I wasnt sure where to post this but I just had to vent. I havent been on HHC much since the forums were archived, quite a while ago. Both my beautiful quill babies have since passed over the rainbow bridge and I have been missing being a Hedgie mom.

Anyway, I went into an old hotmail address that I rarely use and was shocked. I quite often look on kijiji.ca at hedgie ads, just to be snoopy. Quite often people are selling them or giving them away...or placing ads looking for one. Last fall from the Lethbridge, Alberta area there was a girl that placed an ad...I believe that she was looking for a hedgie. If my memory is correct she wanted a second hedgie to keep hers company...either that or she was looking for two hedgies to get. Either way...I sent her a note through the site letting her know that she "cant put two males together or they might fight...possibly to the death." Well I forgot I sent her this and when I went into the hotmail today I saw her response.....which was....

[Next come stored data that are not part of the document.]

PR #6653, opened 2026-09-09
fix: Hide settings for temporary board columns

### LINKED ISSUE #5359: Issues when having multiple temporary columns
Adding a column from a column that is also temporary causes some issues.

Steps to reproduce:
1. Create a new board
2. Create a new column and write something for the title but without submitting it
3. For the temporary column, open the actions menu and create another new column
4. Focus the title field of the first added column again
5. Enter some name and click on the submit button
6. Observe the bug

mvanhorn:
## Description

`renderSettings` in `ColumnDetails.tsx` already returned `null` for non-moderators. This extends that guard to temporary columns:

```ts
if (!isModerator || props.isTemporary) return null;
```

A temporary column is one the user has started but not yet saved. Its settings menu contains "add column", so opening it on an unsaved column creates a second draft while the first is still unsaved, which is the nested-draft path in #5359. Hiding the menu until the column is persisted removes that path.

The draft editor and its Save/Cancel mini-menu are untouched, so an unsaved column can still be named, described, saved, or cancelled. Persisted columns keep their settings in both view and edit modes.

`isTemporary` already flows `Column` -> `ColumnHeader` -> `ColumnDetails`, so no new wiring was needed.

Fixes #5359

## Checklist

- [ ] The light- and dark-theme are both supported and tested (not run; this change removes a menu and adds no styling)
- [ ] The design was implemented and is responsive for all devices and screen sizes (not run)
- [ ] The application was tested in the most commonly used browsers (not run; verified via the unit suite only)

## Verification

`yarn test`: 84 files, 709 passed, 6 skipped. The `ColumnDetails` edit-mode snapshot is updated; the only delta is two React `useId` values (`_r_0_` -> `_r_j_`), which shifted because the removed settings subtree changed the id counter.

AI was used for assistance.

### DIFF
--- a/src/components/Column/ColumnDetails/ColumnDetails.tsx
+++ b/src/components/Column/ColumnDetails/ColumnDetails.tsx
@@ -298,7 +298,7 @@ export const ColumnDetails = (props: ColumnDetailsProps) => {
   const renderDescription = () => (props.mode === "edit" ? editableDescription() : viewableDescription());
 
   const renderSettings = () => {
-    if (!isModerator) return null;
+    if (!isModerator || props.isTemporary) return null;
 
     if (openSettings) {
       return (
--- a/src/components/Column/ColumnDetails/__tests__/ColumnDetails.test.tsx
+++ b/src/components/Column/ColumnDetails/__tests__/ColumnDetails.test.tsx
@@ -4,7 +4,9 @@ import {ParticipantWithUser, ParticipantRole} from "store/features";
 import getTestApplicationState from "utils/test/getTestApplicationState";
 import getTestStore from "utils/test/getTestStore";
 import {Provider} from "react-redux";
-import {fireEvent} from "@testing-library/react";
+import {fireEvent, waitFor} from "@testing-library/react";
+import {API} from "api";
+import {TEMPORARY_COLUMN_ID} from "constants/misc";
 
 describe("ColumnDetails", () => {
   const renderColumnDetails = (overrideProps?: Partial<ColumnDetailsProps>, userRole: ParticipantRole = "OWNER") => {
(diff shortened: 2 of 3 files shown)


Schwehn42 (changes requested):
hey Matt, appreciate the PR! 

looks pretty good to me all in all, as a minor nitpick it would be awesome if you could update the failing test due to a snapshot (`yarn run test --update`).

Thanks!

Planlos5000:
AI assisted is a little understatement
https://github.com/inovex/scrumlr.io/blob/main/CONTRIBUTING.md#use-of-ai-and-llm-tools

mvanhorn:
@Schwehn42 snapshot updated, thanks. The only delta is two React `useId` values in the edit-mode snapshot, which shifted because removing the settings subtree changed the id counter. Full suite is green: 84 files, 709 passed.

@Planlos5000 that's fair, and I've corrected the PR description. Three checklist boxes were ticked that shouldn't have been: cross-browser, responsive, and light/dark theme testing. I didn't do any of those. I've unticked them and said what I did run instead.

On the change itself, so you can judge it directly rather than take my word: `renderSettings` already early-returned `null` for non-moderators, and this adds `|| props.isTemporary` to that same guard. The settings menu is where "add column" lives, so opening it on an unsaved column is what produces a second draft while the first is still unsaved, which is the path in #5359's repro. The Save/Cancel mini-menu is a separate branch further down, so cancelling and saving an unsaved column both still work. `isTemporary` was already threaded through `Column` -> `ColumnHeader` -> `ColumnDetails`.

Happy to answer anything else about it, or to close this if you would rather handle it yourselves.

"That is what I'm am hoping for."

Evil little witch! I found out through googling her that she is a junior high girl. I pray that no one gave her a hedgie. She should not be allowed to be around animals if that is her attitude.


----------



## ReginasMommy (Apr 13, 2011)

Oh my God that is awful. I don't understand how anyone can be so cruel to even consider that. It makes me so angry and sad at the same time. Absolutely horrible. I hope the people around her recognize it and don't let her harm any innocent animals.


----------



## pooka dotted (Jan 5, 2011)

I often browse kijiji and if somebody is uneducated in hedgie ownership I tend to send them a cheerful little bit of info., and usually direct them to this site. I esp. tell them not to get one if they are getting one for their kids. I just think there are enough unwanted hedgies from people who ccan't take care of them, that it's better to educate than leave the situation alone if it will help a hedgies life.


----------



## pearlthehedgie (Feb 15, 2011)

How sad....Responsible pet ownership is something some people just don't understand. That is just cruel. I hope she got rid of all her pets and gets a good therapist.


----------



## alex_le_renar (Feb 21, 2011)

Oh my God!!! I am shocked! What is going on in those people's minds? I do not want to be mean, oh, wait, I WANT to be mean: she doesn't deserve neither animal nor human company. I do not care that she is young and she might be going through that "oh, I will do something crazy and get some attention" phase. Get a tatoo, don't kill a hedgie! :evil:


----------



## Puffers315 (Apr 19, 2010)

Its sad, I made a comment on some youtube video, I couldn't even link it anymore but it was basically someone out in California who had dyed their hedgehog red and blue ala Sonic the Hedgehog, I made a general comment that it was unhealthy for them but of course I get morons who basically tell me to go blank off and such. Sad sad world.


----------



## leopardhedgehog (Nov 18, 2010)

That is horrifying!!!!!!!!!!!!! I literally felt like I was going to throw up when I read that...How could anyone want a wonderful, helpless animal to die in pain? I just can't get over how bad that is. I pray that NO ONE sells her a hedgehog-boy or girl becuase she alrady has a male and if she gets a girl, they'll have babies and she'll kill them...I am so disgusted and shocked, and I have so many things I could say about her right now, but they really aren't polite and aren't particularly fit to be said in public.


----------



## Heavenly Hedgehogs (Mar 19, 2010)

[
I would think the person wrote that response to get a reaction,which she did.maybe she was annoyed and felt defensive, who knows. . she's probably being a smartalec, I would doubt she'd do what she said


----------



## V2Neal (Dec 27, 2010)

Would it be so wrong to reply that you have a hedgie for her, meet up with her and fight her to the death? :twisted: 

I really hope she isn't serious.


----------



## BabyChai (Sep 7, 2008)

I would imagine that she was trying to be a smartalec and get a reaction....but Heavenly Hedgehogs, you being a breeder especially, would you want to risk it and sell to her?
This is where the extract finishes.